コラム

 公開日: 2014-03-20  最終更新日: 2015-08-24

消費税のしくみ

こんにちは、おきまつ会計事務所所長の興松です。平成26年3月20日にマネーの達人に寄稿したコラムです。



 4月から消費税が8%に上がります。消費税は日本で生活していると子供から老人まですべての人に関係する税金です。とても身近な税金であるにもかかわらず、消費税のしくみについてちゃんとわかっている人はあまり多くありません。そこで、5%から8%への増税を前に、今回は消費税について簡単にまとめてみました。


国税と地方税


 まず消費税で特徴的なのは、多くの場合一言で消費税といってしまいますが、その中には国の財源となる消費税と、都道府県の財源となる地方消費税が入っていることです。多くの場合、消費税と地方消費税を一括りにして消費税といっていますが、実は2つの顔を持っているわけです。

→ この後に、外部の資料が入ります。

PR #2267, opened 2024-09-12
Pubnub: tweak message continuity wording

SimonWoolf:
- we no longer stay connected for 5 minutes, only 2
- we have never provided 5-20 minutes. The original docs said: "In Pubnub’s model, message continuity is available for ‘5-20 minutes’ and up to 100 messages". At some point this was changed to "PubNub message continuity is available for 5-20 minutes for up to 100 messages". The former version makes it clear that this is talking about pubnub itself. The latter sounds like it could be talking about the pubnub adapter.


splindsay-92 (approved):
LGTM

m-hulbert (approved):
Thanks Simon 👌

PR #2269, opened 2024-09-13
Integrations: Add note around webhook data envelope support

splindsay-92:

## Description

When creating a new Webhook integration rule, it wasn't obvious that only message and presence events can be sent as raw payload in webhooks. Trying to do the same with occupancy or lifecycle events would generate an error when trying to create the rule. I have added a small section to the docs to make this clearer, in the hopes we will avoid future confusion.

* [REA-2071](https://ably.atlassian.net/browse/REA-2071)

## Review

* [Page to review](https://ably.com/docs/general/webhooks?)

[REA-2071]: https://ably.atlassian.net/browse/REA-2071?atlOrigin=eyJpIjoiNWRkNTljNzYxNjVmNDY3MDlhMDU5Y2ZhYzA5YTRkZjUiLCJwIjoiZ2l0aHViLWNvbS1KU1cifQ

### DIFF
--- a/content/general/webhooks.textile
+++ b/content/general/webhooks.textile
@@ -143,6 +143,10 @@ When you configure a rule using "single requests":#batching, you are given the o
 
 However, if you don't need anything besides the payload of each message, or the endpoint expects a very restricted data structure, you may choose not to envelope messages and instead have only the message payload (@data@ element) published. This has the advantage of requiring one less parsing step, however decoding of the raw payload in the published message will be your responsibility.
 
+<aside data-type='note'>
+<p>When utilizing webhook-based integrations, such as Zapier or Google Functions, only data from the @channel.message@ and @channel.presence@ sources can be received as raw payloads. @channel.lifecycle@ and @channel.occupancy@ events will always be enveloped.</p>
+</aside>
+
 Check out examples of "enveloped":#envelope-examples and "non-enveloped":#no-envelope-examples examples down below.
 
 h3(#channel-filter). Channel filter


mclark-ably:
It is probably worth mentioning that when creating the rule on the integrations dashboard unselecting enveloped will therefore result in an error

I think this probably needs a review from deved team also

m-hulbert:
> It is probably worth mentioning that when creating the rule on the integrations dashboard unselecting enveloped will therefore result in an error
> 
> This should have a review from deved team

@mclark-ably I think a better UX would be if we disabled the functionality in the dashboard based on which source you select. I've pushed a few minor changes, if everyone is happy with those then I'll merge 🙂

mclark-ably:
> > It is probably worth mentioning that when creating the rule on the integrations dashboard unselecting enveloped will therefore result in an error
> > This should have a review from deved team
> 
> @mclark-ably I think a better UX would be if we disabled the functionality in the dashboard based on which source you select. I've pushed a few minor changes, if everyone is happy with those then I'll merge 🙂

Thanks @m-hulbert , I agree but I don't know what the complexities are around this and would need to be a web team task (see internal comment https://ably-real-time.slack.com/archives/C8SPU4589/p1725986843113469?thread_ts=1725965046.845339&cid=C8SPU4589)

m-hulbert:
> > > It is probably worth mentioning that when creating the rule on the integrations dashboard unselecting enveloped will therefore result in an error
> > > This should have a review from deved team
> > 
> > 
> > @mclark-ably I think a better UX would be if we disabled the functionality in the dashboard based on which source you select. I've pushed a few minor changes, if everyone is happy with those then I'll merge 🙂
> 
> Thanks @m-hulbert , I agree but I don't know what the complexities are around this and would need to be a web team task (see internal comment https://ably-real-time.slack.com/archives/C8SPU4589/p1725986843113469?thread_ts=1725965046.845339&cid=C8SPU4589)

I'm going to merge this and let's pick that up separately in Slack.

m-hulbert (approved):

PR #2279, opened 2024-09-20
Change Chat SDK React usePresence hook to use enterWithData / leaveWithData instead of dataToEnterWith

cameron-michie:
Update the Chat SDK React hooks to include the correct usePresenceParams as outlined here

https://sdk.ably.com/builds/ably/ably-chat-js/main/typedoc/interfaces/chat_react.UsePresenceParams.html#enterWithData


m-hulbert (approved):
Thanks @cameron-michie !

PR #2305, opened 2024-11-08
History: document how to retrieve persist-last message with the rest api

SimonWoolf:
REA-1622

as well as persist-last retrieval, also fixed the section about exceptions to canonical global order, which was confused (enabling persistence doesn't change the order you get for messages from live history, which is always global unless you're using untilAttach. also you don't need to enable persistence to "prevent duplication and missing messages", none of our history apis return duplicate or missing messages given any settings. or if they ever do, that's a bug)

### DIFF
--- a/content/storage-history/history.textile
+++ b/content/storage-history/history.textile
@@ -793,7 +793,4 @@ It is important to note that this is not necessarily the order that messages wer
 
 Ably preserves ordering for a specific publisher on a specific channel but, for example, if two publishers in regions A and B publish _message-one_ and _message-two_ simultaneously, then it is very possible that a subscriber in region A will receive _message-one_ before _message-two_, but that a subscriber in region B will receive _message-two_ before _message-one_.
 
-There are instances where messages will not be in canonical global order:
-
-* Recent messages (less than two minutes old) are retrieved from live ephemeral storage and are still ordered by region. They only appear in the canonical global order if you enable "message persistence":/storage-history/storage, which also prevents duplication and missing messages.
-* You choose to retrieve historical messages only up to the point at which a client attaches to a channel. You would typically use this approach to bring a subscriber up to date as part of connection state recovery.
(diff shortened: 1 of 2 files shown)


content/storage-history/history.textile
```diff
@@ -792,7 +793,4 @@ It is important to note that this is not necessarily the order that messages wer
...
-
-* Recent messages (less than two minutes old) are retrieved from live ephemeral storage and are still ordered by region. They only appear in the canonical global order if you enable "message persistence":/storage-history/storage, which also prevents duplication and missing messages.
-* You choose to retrieve historical messages only up to the point at which a client attaches to a channel. You would typically use this approach to bring a subscriber up to date as part of connection state recovery.
+There are some instances where messages will not be in canonical global order. If you are using continuous history (that is, either a REST history call with @untilAttach=true@, or rewind on a realtime connection), then recent messages (less than two minutes old) are retrieved from live ephemeral storage and are still ordered by region, in order to correctly mesh with the live stream of messages in that region. Older messages retrieved from persisted history (if that is enabled) will be in canonical global order, and Ably will ensure that the transition between the two happens with no duplicates or missed messages.
```
m-hulbert, line 796:
```suggestion
There are some instances where messages will not be in canonical global order when using "continuous history":#continuous-history. Continuous history utilizes either a REST history call with the @untilAttach@ parameter set to @true@, or the "rewind":/channels/options/rewind feature on a realtime connection. Messages that are less than two minutes old are retrieved from live ephemeral storage and are ordered only by region. This is to ensure that they correctly mesh with the live stream of messages currently being published in that region. Messages older than two minutes are retrieved from "persisted history":/storage-history/storage#all-message-persistence (if it is enabled). These messages will be in canonical global order. Ably ensures that the transition between those messages retrieved from ephemeral storage, and those from persisted storage, occurs without duplication or missed messages.
```

Just a suggestion to re-word this one slightly, but let me know if I've misunderstood it.

m-hulbert (approved):
Minor rewording suggestion, but LGTM other than that 👍

PR #3419, opened 2026-06-17
feat(docs): support per-page JSON-LD via json_ld frontmatter [DX-1416]

AndyTWF:
## Why

This is the engineering dependency for the docs schema rollout in [DX-1416](https://ably.atlassian.net/browse/DX-1416) / MDR-076. The `docs-page-schema-jsonld` skill can now generate validated, per-page JSON-LD, but docs pages had no way to emit it — `MDXWrapper` could only render the auto-generated language schema (`TechArticle` + `SoftwareSourceCode`). This patch unblocks page-level schema so the AEO work can actually land on docs pages.

## What changed

- **`Layout.tsx`** — add `json_ld?: Record<string, unknown>` to the `Frontmatter` type.
- **`MDXWrapper.tsx`** — the `structuredData` memo now prefers `frontmatter.json_ld`:
  - present and an object → used verbatim, overriding the auto-generated language schema;
  - absent → existing behaviour unchanged;
  - present but not an object → `console.warn` and fall back to the generated schema.
- **`MDXWrapper.test.tsx`** — three new cases: override, `@graph` with no top-level `@type`, and malformed-value fallback + warning.

## Notes on approach

- The skill emits `@graph`-style documents that have `@context` but no top-level `@type`. The validated object is passed straight through to `<Head>`, so these render unchanged. I scoped the change to the two files named in the ticket and did **not** loosen `Head.tsx`'s `StructuredData` type — a local cast covers the `@graph` shape without widening the contract elsewhere.
- The ticket's illustrative `json_ld ?? schema` snippet had no validation; I implemented the fuller "Expected behaviour" spec (object check + warning), which the `??` shorthand wouldn't satisfy.
- The skill stores schema inline as JSON. Because YAML is a superset of JSON, an inline `{...}` parses to a JS object at frontmatter-load time (matching `Record<string, unknown>`), so no runtime `JSON.parse` is needed. A genuinely quoted string would hit the malformed-value branch (warn + fall back).

## Testing

- `jest src/components/Layout/MDXWrapper.test.tsx` — 15/15 pass.
- `eslint` — no errors on changed files.
- To test manually, go to `/docs/ai-transport/getting-started/vercel-ai-sdk` and check the `head` tags

[DX-1416]: https://ably.atlassian.net/browse/DX-1416?atlOrigin=eyJpIjoiNWRkNTljNzYxNjVmNDY3MDlhMDU5Y2ZhYzA5YTRkZjUiLCJwIjoiZ2l0aHViLWNvbS1KU1cifQ


jamiehenson (commented):
GTG on the whole, obvs with the temp commit removed. 

One thing to raise before I approve here though - an overridden schema here loses the per-language schema granularity that the base schema offers (the `hasPart` field that gives `SoftwareSourceCode` entries per-language, which is relevant to docs given the multi-language nature of articles).

Given that this may be difficult to represent via per-page JSON-LD, this is a trade-off that I'll leave you to comment on. As you said, how truly impactful is this stuff anyway - it could be that the per-language fields are unnecessary when weighing up the value of this change.

AndyTWF:
@jamiehenson Currently an override is a full replacement - frontmatter json_ld ships verbatim and the generated TechArticle (incl. the per-language hasPart) is skipped.

I considered deep-merging the override onto the base so hasPart survives automatically, but I think full override is the right call, for one main reason: the base schema only ever emits a TechArticle, and the whole point of reaching for an override is usually to emit a different shape (FAQPage, HowTo, richer Article). The moment the type differs, merging hasPart of SoftwareSourceCode entries onto, say, a FAQPage produces incoherent schema - so merge only helps in the narrow "I want a TechArticle but tweak one field" case, which is the least likely reason to override in the first place. It also makes the emitted JSON-LD non-obvious (you can no longer see what ships by reading the frontmatter) and adds merge-semantics edge cases (array replace vs concat, type conflicts) for not much gain.

On the per-language fields specifically - agree with your instinct that they're low signal. SoftwareSourceCode pointing at ?lang= URLs isn't a documented rich-result enhancer; it's speculative. So I'd rather not build merge machinery to preserve it.

Proposal: keep full override (WYSIWYG, authoritative), and document in the skill that an override owns the whole schema, with a note that authors can include hasPart themselves if they want the per-language granularity on a multi-language page. Temp verification commit will be dropped before merge.

Happy to revisit if you feel the per-language data is worth more than we're giving it credit for.

jamiehenson (approved):
Nah, it's not a strongly held view. From what I remember, I put this initial schema work in Q4 last year as basically a punt itself with some finger-in-the-air decisions on fields to include based on some other examples in the wild.

A direct replacement via a prop with no fancy merging is cleaner and I can't justify the merge mess to preserve per language support otherwise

 それではその内訳はどうなっているのでしょうか。5%の時は、国税部分の消費税が4%、地方消費税部分が1%となっています。この4月から8%になると、国税部分が6,3%、地方消費税部分が1,7%になります。まだ確定していませんが、来年の10月に10%になったときには、国税部分が7,8%、地方消費税部分が2,2%となる予定です。

 このように、通常、消費税といわれているものの中には、消費税と地方消費税が含まれているのです。といいましても税額の計算は、国税分の4%を計算して、それに0.25をかけたものが地方消費税になるという計算をするので、日常生活上は5%が消費税だと思っていても何の問題もありません。


事業者が納める税金


 次に、直接税と間接税という側面でみてみましょう。直接税とは税金を払う人が直接国に納める税金のことで、間接税とは税金を払う人と税金を納める人が異なる税金のことです。消費者の場合、消費税を払った人が直接税金を納めるわけではないので、間接税ということになります。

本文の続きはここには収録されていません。